河﨑秋子『絞め殺しの樹』

河﨑秋子『絞め殺しの樹』

子鹿の死に方と死なない白猫


 よくある話で恐縮だが、動物が死ぬ話に弱い。嫌いではなく、涙腺の耐久値が低く、気を抜くとすぐに泣いてしまう。その最初は、忘れもしない、子どもの頃に見たアニメ『子鹿物語』だ。

 ジョディ少年と子鹿のフラッグは豊かな自然の中で共に成長していく。終盤、大きくなったフラッグが大事な作物を食い荒らす問題が発生するが、当時の私は「わあ大変、でもラスカルみたいな形で別に生きていくんだろうな」と結末の予想を立てていた。

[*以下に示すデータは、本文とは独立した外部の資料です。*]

PR #2253, opened 2018-07-25
Ban peers when validation of their blocks fails during sync - Closes #2252

### LINKED ISSUE #2252: Ban peers when validation of their blocks fails during sync
### Expected behavior
The need to ban peers had been revealed to be necessary to be made after introducing the block versioning as a part of `1.0.0-rc.2`. 

Peers should be banned temporarily if they are sending malformed blocks.

### Actual behavior
Peers are not banned after sending invalid blocks (also with a wrong version). When they are staying in the majority, they can cause the poor consensus while being picked as good peers to sync with.
### Steps to reproduce
Synchronize invalid blocks from malicious peers. 

1.0.0-rc.2

MaciejBaj:
### What was the problem?
Peers were not banned during the sync process.
### How did I fix it?
Peers are banned temporarily if validation of their blocks fails in the sync process.
### How to test it?
Sync with peers distributing invalid peers. Check if it was banned.
### Review checklist

* The PR solves #2252
* Linting passes
* Tests pass

### DIFF
--- a/app.js
+++ b/app.js
@@ -604,7 +604,7 @@ d.run(() => {
 							peers: [
 								'logger',
 								function(scope, cb) {
-									new Peers(scope.logger, cb);
+									new Peers(scope.logger, scope.config, cb);
 								},
 							],
 						},
--- a/app.js
+++ b/app.js
@@ -431,7 +431,9 @@ d.run(() => {
 				db
 					.connect(config.db, dbLogger)
 					.then(db => cb(null, db))
-					.catch(cb);
+					.catch(err => {
+						console.error(err);
+					});
 			},
 
 			/**
@@ -540,6 +542,9 @@ d.run(() => {
 						{
 							bus(cb) {
 								cb(null, scope.bus);
+							},
+							config(cb) {
+								cb(null, scope.config);
 							},
 							db(cb) {
 								cb(null, scope.db);
--- a/app.js
+++ b/app.js
@@ -603,6 +603,7 @@ d.run(() => {
 							],
 							peers: [
 								'logger',
+								'config',
 								function(scope, cb) {
 									new Peers(scope.logger, scope.config, cb);
 								},
--- a/helpers/ban_manager.js
+++ b/helpers/ban_manager.js
@@ -47,7 +47,7 @@ BanManager.BAN_TIMEOUT = 2000;
  * Hardcoded ban length - 2 minutes also needs justification.
  */
 BanManager.prototype.banTemporarily = function(peer, onBanFinished) {
-	// Don't ban temporarily (ban forever) a peer hardcoded in config.json by a user.
+	// Peer hardcoded in config.json by a user should stays always banned.
 	if (this.config.peers.access.blackList.includes(peer.ip)) {
 		return;
 	}
--- a/helpers/ban_manager.js
+++ b/helpers/ban_manager.js
@@ -29,12 +29,6 @@ function BanManager(logger, config) {
 }
 
 /**
- * Ban every peer for 2 minutes.
- * @type {number}
- */
-BanManager.BAN_TIMEOUT = 2000;
-
-/**
  * Temporarily bans a peer for 2 minutes.
  * Calls externally provided unbanPeer.
  *
@@ -52,6 +46,7 @@ BanManager.prototype.banTemporarily = function(peer, onBanFinished) {
 		return;
 	}
 
+	const BAN_TIMEOUT = 120000; // Ban a peer for 2 min.
 	const alreadyBannedPeer = this.bannedPeers[peer.string];
 	if (alreadyBannedPeer) {
 		clearTimeout(alreadyBannedPeer.banTimeoutId);
@@ -62,7 +57,7 @@ BanManager.prototype.banTemporarily = function(peer, onBanFinished) {
 		banTimeoutId: setTimeout(() => {
 			onBanFinished(peer);
 			delete this.bannedPeers[peer.string];
-		}),
+		}, BAN_TIMEOUT),
 	};
 };
 
--- a/helpers/ban_manager.js
+++ b/helpers/ban_manager.js
@@ -1,0 +1,71 @@
+/*
+ * Copyright © 2018 Lisk Foundation
+ *
+ * See the LICENSE file at the top-level directory of this distribution
+ * for licensing information.
+ *
+ * Unless otherwise agreed in a custom licensing agreement with the Lisk Foundation,
+ * no part of this software, including this file, may be copied, modified,
+ * propagated, or distributed except according to the terms contained in the
+ * LICENSE file.
+ *
+ * Removal or modification of this copyright notice is prohibited.
+ */
+
+'use strict';
+
+/**
+ * Temporarily peers banning mechanism.
+ *
+ * @class
+ * @memberof helpers
+ * @param {Logger} logger
+ * @param {Object} config - app configuration
+ * @param {function} unbanPeer - app configuration
+ */
+function BanManager(logger, config, unbanPeer) {
+	this.bannedPeers = {};
+	this.config = config;
+	this.logger = logger;
+	this.unbanPeer = unbanPeer;
+}
+
+/**
+ * Ban every peer for 2 minutes.
+ * @type {number}
+ */
+BanManager.BAN_TIMEOUT = 2000;
+
+/**
+ * Temporarily bans a peer for 2 minutes.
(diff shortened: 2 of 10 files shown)


helpers/ban_manager.js
```diff
@@ -0,0 +1,71 @@
...
+'use strict';
+
+/**
+ * Temporarily peers banning mechanism.
+ *
+ * @class
+ * @memberof helpers
+ * @param {Logger} logger
+ * @param {Object} config - app configuration
+ * @param {function} unbanPeer - app configuration
```
4miners: Description is not accurate.

helpers/ban_manager.js
```diff
@@ -0,0 +1,71 @@
...
+ */
+function BanManager(logger, config, unbanPeer) {
```
4miners: Why we pass a function here? That seems a little weird to me, can we go with different approach?

helpers/ban_manager.js
```diff
@@ -0,0 +1,71 @@
...
+ * @param {Peer} peer
+ *
+ * ToDo: Introduce well-designed and reasonable peer banning mechanism.
+ *
+ * For now no penalties for banning a peer multiple times are given.
+ * Hardcoded ban length - 2 minutes also needs justification.
+ */
+BanManager.prototype.ban = function(peer) {
+
+	// Don't ban temporarily (ban forever) a peer hardcoded in config.json by a user.
```
4miners: I don't understand that comment, can you clarify?

helpers/ban_manager.js
```diff
@@ -0,0 +1,71 @@
...
+	}
+
+	const alreadyBannedPeer = this.bannedPeers[peer.ip];
+	if (alreadyBannedPeer) {
+		clearTimeout(alreadyBannedPeer.banTimeoutId);
+	}
+
+	this.bannedPeers[peer.ip] = {
+		peer: peer,
+		banTimeoutId: setTimeout(() => {
```
4miners: I don't like that. Maybe consider going with different approach instead, like have one loop that iterates every X second and check if ban should be released.

logic/peers.js
```diff
@@ -108,6 +110,42 @@ Peers.prototype.get = function(peer) {
...
+ *
+ */
+Peers.prototype.ban = function(peer) {
+	peer.state = Peer.STATE.BANNED;
+	// Banning peer can only fail with ON_MASTER.UPDATE.INVALID_PEER error.
+	// Happens when we cannot obtain the proper address of a given peer.
+	// In such a case peer will be removed.
+	if (self.upsert(peer) === false) {
+		self.remove(peer);
+		library.logger.info('Attempt to ban a peer failed and resulted with removal');
```
4miners: That should be logged before `self.remove(peer)`, because that function is logging also.

4miners: Consider to log something like:
```
	library.logger.debug('Failed to ban peer', {
		err: 'INVALID_PEER',
		peer: peer.object(),
	});
```

logic/peers.js
```diff
@@ -108,6 +110,42 @@ Peers.prototype.get = function(peer) {
...
+ * @param {Peer} peer
+ */
+Peers.prototype.unban = function(peer) {
+	peer.state = Peer.STATE.DISCONNECTED;
+	// Banning peer can only fail with ON_MASTER.UPDATE.INVALID_PEER error.
+	// Happens when we cannot obtain the proper address of a given peer.
+	// In such a case peer will be removed.
+	if (self.upsert(peer) === false) {
+		self.remove(peer);
+		library.logger.info('Attempt to unban a peer failed and resulted with removal');
```
4miners: Same as above.

logic/peers.js
```diff
@@ -108,6 +110,42 @@ Peers.prototype.get = function(peer) {
...
+	}
+	library.logger.info(`Peer ${peer.string} unbanned successfully and moved to disconnected`);
```
4miners: Same as above.

logic/peers.js
```diff
@@ -108,6 +110,42 @@ Peers.prototype.get = function(peer) {
...
+	peer.state = Peer.STATE.BANNED;
+	// Banning peer can only fail with ON_MASTER.UPDATE.INVALID_PEER error.
+	// Happens when we cannot obtain the proper address of a given peer.
+	// In such a case peer will be removed.
+	if (self.upsert(peer) === false) {
+		self.remove(peer);
+		library.logger.info('Attempt to ban a peer failed and resulted with removal');
+	}
+	self.banManager.ban(peer);
+	library.logger.info(`Peer ${peer.string} banned successfully`);
```
4miners: Maybe worth to be consistent with remove:
```
library.logger.info('Banned peer', peer.string);
library.logger.debug('Banned peer', { peer: peer.object() });
```

app.js
```diff
@@ -604,7 +604,7 @@ d.run(() => {
 							peers: [
 								'logger',
```
4miners: We should add `config` here.

MaciejBaj: Ofc, thanks

helpers/ban_manager.js
MaciejBaj: BanManger bans temporarily. Adding a peer in config.json to blackList bans a peer always.

helpers/ban_manager.js
MaciejBaj: I am not finding any flaws in the current approach. I prefer to leave it like this, instead of iterating over all banned timeouts and introducing new interval constant of checks.

modules/loader.js
```diff
@@ -676,6 +676,9 @@ __private.loadBlocksFromNetwork = function(cb) {
 								library.logger.error(
 									`Failed to load blocks from: ${peer.string}`
 								);
+								// Ban a peer if block validation fails
+								// Invalid peers won't get chosen in the next sync attempt
+								library.logic.peers.ban(peer);
```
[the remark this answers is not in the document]
MaciejBaj: Good point, when there is a network error peer should be removed before:
```
	function getFromPeer(seriesCb) {
		peer.rpc.blocks(
			{ lastBlockId: lastValidBlock.id, peer: library.logic.peers.me() },
			(err, res) => {
				err = err || res.error;
				if (err) {
					modules.peers.remove(peer);
					return setImmediate(seriesCb, err);
				}
				return setImmediate(seriesCb, null, res.blocks);
			}
		);
	}
```
Then banning won't be possible. But the check should be more strict.

logic/peers.js
```diff
@@ -267,7 +327,8 @@ Peers.prototype.listRandomConnected = function(options) {
 		.map(key => self.peersManager.peers[key])
 		.filter(peer => peer.state === Peer.STATE.CONNECTED);
 	const shuffledPeerList = _.shuffle(peerList);
-	return options.limit ? shuffledPeerList.slice(0, options.limit)
+	return options.limit
+		? shuffledPeerList.slice(0, options.limit)
```
SargeKhan: options.limit is set to a list of peers?

MaciejBaj: It's prittier's change, not mine. But yes, you can pass a limit to peers.list if that's your question.

modules/blocks/process.js
```diff
@@ -475,7 +475,14 @@ Process.prototype.loadBlocksFromPeer = function(peer, cb) {
 					return setImmediate(eachSeriesCb);
 				}
 				// ...then process block
-				return processBlock(block, eachSeriesCb);
+				return processBlock(block, err => {
+					// Ban a peer if block validation fails
+					// Invalid peers won't get chosen in the next sync attempt
+					if (err) {
+						library.logic.peers.ban(peer);
```
SargeKhan: Is there a reason why we remove peer on here: https://github.com/LiskHQ/lisk/pull/2253/files#diff-60e1e043f6f3fdde809b81641313508bR447 but only ban peer here?

test/unit/helpers/ban_manager.js
```diff
@@ -0,0 +1,153 @@
...
+					it('should not call onBanFinished', () => {
+						return expect(onBanFinishedSpy).not.to.be.called;
+					});
+				});
+				describe('when 2 min have passed', () => {
+					beforeEach(done => {
+						clock.tick(twoMinTimeout);
+						return done();
+					});
+					it('should call onBanFinished', () => {
```
4miners: Redundant, next one already checking that.

MaciejBaj:
@4miners we probably can have an integration test sharing the invalid blocks to the other peers, but it's much simpler to cover in QA. I will add a scenario.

 ……だが、ご覧になったことがある方はご存じだろうが(※以下ネタバレ注意)最終的に、フラッグは害獣として射殺される。しかも、よりによって愛するジョディの手によってだ。

 当然、私は大きなショックを受けた。「もしかしたら原作は違うエンディングかも」という一縷の希望を抱き、翌日、小学校の図書館に駆け込んだ。棚から『子鹿物語』の翻訳本を探し出し、「そして一人と一匹はそれぞれ幸せに暮らしました」という内容を期待して、掟破りにも最後のページから読み始めた。しかし、そこにはアニメと同じ結末が記されていたのである。

 少し考えてみれば、「フラッグ死亡→アニメでは生存」という改変ならともかく、逆はまずあり得ないことは分かりそうなものだが、とにかく私は図書館の片隅で「フラッグー!!」と打ちのめされた。そして現在に至るまで、愛着ある動物が死んでしまう物語は涙腺に「ハァッ!」と気合を入れ、それでも時に落涙してしまうのだ。

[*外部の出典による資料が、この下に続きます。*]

PR #2260, opened 2018-07-27
Improve process exit - Closes #1788

### LINKED ISSUE #1788: Improve process exit
### Expected behavior

When the application encounters a critical error that requires the process shut down, it must invoke an internal code block that will process the error and invoke `process.exit(value)` in the end with correct exit code.

This will let the hosting process know which re-spawning strategy needs to be executed:

* Immediate process restart
* Delayed process re-start
* Restart with a back-up configuration
* Machine restart
* Etc,...combinations

### Actual behavior

Use of `process.exit` is all over the place, and the hosting process does not know what is going on, and what should be done when the process dies.

### Steps to reproduce

Any step that will hit one of those `process.exit` calls, of which there are plenty.

All.

jondubois:
### What was the problem?

The 'cleanup' event caused the master process to always exit with code 1.
Sometimes the 'cleanup' event is sometimes triggered intentionally; in those cases, we want to shut down the process with code 0.

### How did I fix it?

If an error is passed to the 'cleanup' event handler, then the exit code will default to 1. Otherwise it will default to 0. Alternatively, a custom error code can be provided explicitly.

This PR narrows down the scope of #1788 to keep things simple - Now we just have 2 distinct error codes. If we end up wanting to add more exit codes in the future (and want to handle them in special ways), then we can raise separate issues for those.

### How to test it?

Test manually.
If you shut down the Lisk node from the command line (I.e. `Ctrl + C`), the exit code (e.g. `$?`) should be 0 (intentional exit). If you trigger a 'cleanup' event and pass an Error as second argument, then the exit code should be 1. If you trigger a 'cleanup' event and pass a custom integer as third argument, then the exit code of the process should be that integer.

### Review checklist

* The PR solves #1788
* Linting passes
* Tests pass

### DIFF
--- a/app.js
+++ b/app.js
@@ -798,7 +798,7 @@ d.run(() => {
 
 			if (err) {
 				logger.fatal(err);
-				process.emit('cleanup');
+				process.emit('cleanup', err);
 			} else {
 				scope.logger.info('Modules ready and launched');
 			}
--- a/app.js
+++ b/app.js
@@ -806,8 +806,12 @@ d.run(() => {
 	);
 });
 
+// TODO: This should be the only place in the master process where
+// 'uncaughtException' is handled. Right now, one of our dependencies (js-nacl;
+// which is a dependency of lisk-elements) adds its own handler which interferes
+// with our own process exit logic.
 process.on('uncaughtException', err => {
 	// Handle error safely
 	logger.fatal('System error', { message: err.message, stack: err.stack });
-	process.emit('cleanup');
+	process.emit('cleanup', err);
 });
--- a/app.js
+++ b/app.js
@@ -181,7 +181,7 @@ try {
 // Domain error handler
 d.on('error', err => {
 	logger.fatal('Domain master', { message: err.message, stack: err.stack });
-	process.exit(0);
+	process.emit('cleanup', err);
 });
 
 logger.info(`Starting lisk with "${appConfig.network}" genesis block.`);
--- a/app.js
+++ b/app.js
@@ -750,9 +750,14 @@ d.run(() => {
 		},
 		(err, scope) => {
 			// Receives a 'cleanup' signal and cleans all modules
-			process.once('cleanup', error => {
+			process.once('cleanup', (error, code) => {
 				if (error) {
 					logger.fatal(error.toString());
+					if (code === undefined) {
+						code = 1;
+					}
+				} else if (code === undefined || code === null) {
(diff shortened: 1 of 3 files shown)


jondubois:
@SargeKhan there are still some dependencies which call `process.exit()` directly. I'll see if I can change this behaviour easily; maybe throw an error instead and let the main error handler deal with the process exit.

jondubois:
There is one issue remaining related to process exit when dealing with an `uncaughtException` in the master process. One of our dependencies (`js-nacl`) adds its own `uncaughtException` handler to our master process which essentially re-throws the error (which instantly crashes the process). This causes our master process to exit before we could finish our cleanup operation (which is asynchronous).

jondubois:
The remaining issue caused by `js-nacl` (described in the previous comment) can be dealt with by upgrading `lisk-elements` to the latest version since it no longer uses `js-nacl`.

I've opened a separate issue for it here: https://github.com/LiskHQ/lisk/issues/2266

app.js
```diff
@@ -750,9 +750,14 @@ d.run(() => {
...
 		(err, scope) => {
 			// Receives a 'cleanup' signal and cleans all modules
-			process.once('cleanup', error => {
+			process.once('cleanup', (error, code) => {
 				if (error) {
 					logger.fatal(error.toString());
+					if (code === undefined) {
+						code = 1;
+					}
+				} else if (code === undefined || code === null) {
```
MaciejBaj: Do we exit from the application intentionally only after finished `snapshot` process? We should add a comment here.

jondubois: OK, I added a comment.

nazarhussain:
@jondubois There was an edge case you were diagnosing, that `domain error` handler was not catching the exceptions of `js-nacl`, is it resolved?

jondubois:
@nazarhussain The problem doesn't happen in RC2. I couldn't see any difference in the code which would cause the difference in behaviour. In any case this PR is for 1.2 so we should upgrade lisk-element and that will also take care of the issue.

nazarhussain:
The purpose of this PR was to do successful cleanup with proper error code while exiting. So it seems the purpose is not achieved unless we upgrade the lisk-element, so we must create an issue and reference to this PR, before merging it.

MaciejBaj:
Lisk Elements is already merged in version 1.0.0 - https://github.com/LiskHQ/lisk/pull/2284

 かくのごとく、読者としては動物の死に弱い私だが、物書きの端くれとしての私は、物語内でしばしば動物を死なせている。ただ、人間の死と同様、物語の盛り上がりのためにではなく、その死に意味があるように、ということだけは心を配っているつもりだ。

『子鹿物語』に関しても、書き手側となった今ならば、「害獣となった動物を相応の痛みを引き受けながら落とし前をつけた少年の成長物語」だと思えるし、安易な感動物語としなかったところに原作者の誠実ささえ感じる。

 今回一冊の本として世に送り出す拙作『絞め殺しの樹』は、白猫が度々登場する。作中の長い時間の中で度々世代交代はするが、猫が死ぬシーンはない。それは、私が猫の死を書きたくなかったからではなく、登場人物に寄り添う存在として、どこか浮世離れした存在として描いたためである。なのでその点、動物の死に弱い諸氏もどうぞ安心してお手に取って頂ければと思う。

 


河﨑秋子(かわさき・あきこ)
1979年北海道生まれ。2012年「東陬遺事」で第46回北海道新聞文学賞(創作・評論部門)、14年『颶風の王』で三浦綾子文学賞、15年同作でJRA賞馬事文化賞、19年『肉弾』で第21回大藪春彦賞を受賞。20年『土に贖う』で第39回新田次郎文学賞を受賞。他の著書に『鳩護』がある。